Poisson distribution where each event can lead to different outcomes

Question

I'm trying to tackle the following problem.

Suppose that customers arriving at a bank follow a Poisson distribution with rate λ=5 every 15 minutes. For every customer, the probability that he performs one transaction is 0.4, two transactions 0.3, three transactions 0.2 and four transactions 0.1. Find the expected value and the variance of the number of transactions that will be performed in a 3 hour interval.

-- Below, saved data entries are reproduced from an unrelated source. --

PR #3204, opened 2022-08-18
enriath author updates

Enriath:
It's rebrand time!
These are all the plugins without any code changes attached to them. There are another 5 with actual code changes, and there'll be another PR with those in.


Nightfirecat:
`shattered-relic-xp` didn't get a commit update, idk if that was intentional or not

Enriath:
That was intentional; it should have been disabled when leagues ended but I forgot.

My starting point was to calculate that, per customer the expected value of transactions is $0.4\cdot1+0.3\cdot2+0.2\cdot3+0.1\cdot4=2$

Additionally, if X is the number of customers in a 3 hour interval, $X \sim \operatorname{Pois} \left({5\cdot12}\right)$. So the expected value is 60 customers in 3 hours, in other words 120 transactions in 3 hours. However, I wasn't able to figure out how to calculate the variance of the number of transactions. Does the number of transactions in 3 hours also follow the Poisson distribution or am I missing something?

Answer 1

Let us define $X$ as the random number of customers arriving in a 3 hour interval, so $X \sim \operatorname{Poisson}(\lambda = 60)$ as you noted. Now, for each $i = 1, 2, \ldots, X$, let $T_i$ be the number of transactions that the $i^{\rm th}$ customer to arrive makes, so that $$\Pr[T_i = k] = 0.1 (5 - k), \quad k = 1, 2, 3, 4.$$ We can now calculate $$\operatorname{E}[T_i] = \sum_{k=1}^4 \frac{k(5-k)}{10} = 2, \quad \operatorname{E}[T_i^2] = \sum_{k=1}^4 \frac{k^2(5-k)}{10} = 5,$$ so that $\operatorname{Var}[T_i] = 5-2^2 = 1$. Now we let $$S = \sum_{i=1}^X T_i$$ be the total number of transactions observed in the 3 hour interval. We wish to compute $\operatorname{E}[S]$ and $\operatorname{Var}[S]$. To this end, observe that

$$\begin{align*} \operatorname{E}[S] &= \operatorname{E}_X[\operatorname{E}[S \mid X]] \\[8pt] &= \operatorname{E}_X\left[\sum_{i=1}^X \operatorname{E}[T_i]\right] \\[8pt] &= \operatorname{E}[X \operatorname{E}[T_i]] \\[8pt] &= \operatorname{E}[X]\operatorname{E}[T_i] \\[8pt] &= 2\lambda = 120. \end{align*}$$

This is the law of total expectation. Next, we use the law of total variance:

$$\begin{align*} \operatorname{Var}[S] &= \operatorname{E}[\operatorname{Var}[S \mid X]] + \operatorname{Var}[\operatorname{E}[S \mid X]] \\[8pt] &\overset{\text{ind}}{=} \operatorname{E}[X \operatorname{Var}[T_i]] + \operatorname{Var}[X \operatorname{E}[T_i]] \\[8pt] &= \operatorname{E}[X]\operatorname{Var}[T_i] + \operatorname{E}[T_i]^2 \operatorname{Var}[X]. \end{align*}$$

Now it is a simple matter to recall that $\operatorname{E}[X] = \operatorname{Var}[X] = \lambda$ for a Poisson distribution, and substitute the expectation and variance for $T_i$ that we computed above. Note that this last formula $$\operatorname{Var}[S] = \operatorname{E}[X]\operatorname{Var}[T_i] + \operatorname{E}[T_i]^2 \operatorname{Var}[X]$$ applies to any random variable $S = T_1 + T_2 + \cdots + T_X$ where all the $T_i$s are iid, and $X$ is a nonnegative integer-valued random variable. This formula is frequently found in actuarial contexts.

Answer 2

Let $T$ be the number of transactions in a 3 hour interval, $X$ the number of customers in a 3 hour interval (which is $\sim poisson(60)$ as you found), and $N$ the number of transactions per customer (which has expectation 2 as you say and variance 5 as you can verify). Then we have that $T=\sum_{i=1}^X N$. I personally used the conditional variance formula from here, which is a straightforward calculation after this setup.